I mean, they did do that? Federal law from 1992 mandates the gpm flow of
shower heads. The law says:

> "all faucet fixtures manufactured in the United States restrict maximum
> water flow at or below 2.5 gallons per minute (gpm) at 80 pounds per square
> inch (psi) of water pressure or 2.2 gpm at 60 psi."

In 2005 the feds had to pay a visit to a shower head manufacturer last decade
to force them to stop producing non-conforming shower heads:
[https://www.seattlepi.com/local/article/Seattle-says-
shower-...](https://www.seattlepi.com/local/article/Seattle-says-shower-heads-
too-wet-1190772.php)

Literally the police aren't going to come around forcing _you_ to give up your
current shower, they're just forcing _all companies_ to produce and sell only
certain kinds of showers.

Why _wouldn 't_ a reasonable person who cares about something like this feel
personally attacked? They already _were_ attacked! There seems to be no reason
to assume that federal law that already exists around this issue won't tighten
more.

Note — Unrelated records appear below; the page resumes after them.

PR #217, opened 2017-09-27
Users can only be associated with one profile

### LINKED ISSUE #214: Figure out how org profiles are created via admin
Branching from https://github.com/mozilla/network-pulse-api/pull/212#issue-259916418, it looks like a user can "own" multiple profiles. I think we did this so that we could allow org profiles to be created without there being a corresponding user.

The problem is that since a user can have multiple profiles, it is hard to precisely pick out which of those profiles represents the user itself (i.e. is not an org profile). There is an `is_group` checkbox on profiles that seems to tell us if it is an org profile or not. Is that what we use to tell if the profile is an org profile or not? 

So, if user1 has profiles A, B, and C, profile B represents the user itself and the `is_group` checkbox is unchecked for that profile, is it safe to assume that profiles A and C are org profiles and their `is_group` checkbox is checked? Since this `is_group` toggle is controlled via admin, it seems risky to rely on profile creators to make sure that for their user, only 1 profile has `is_group` unchecked and all other profiles have it checked.

One thing to note is that no one actually needs to own a profile. The way our model is structured, a profile may or may not be associated with a user. This allows users to create org profiles and the way we can distinguish between org profiles and the user's profile is that the org profiles do not have a user attached to them while the user's profile is attached to the user.

Clarifications that can help fix this issue:
- What is `is_group` used to indicate?
- Do we care about who created an org profile?
- Can we rely on admins to make sure that out of all the profiles they create, only one has `is_group` unchecked viz. their profile?

gideonthomas:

In their eyes you're basically saying: "Why are people worried the
government will interfere with [things they've been interfering with for
decades]?"

(note I personally don't care about this issue, but it seems like there's
already a history of forcing XYZ on people here, so it seems natural that
people would resist further intrusion or whatever. "What if that's good" is a
separate argument.)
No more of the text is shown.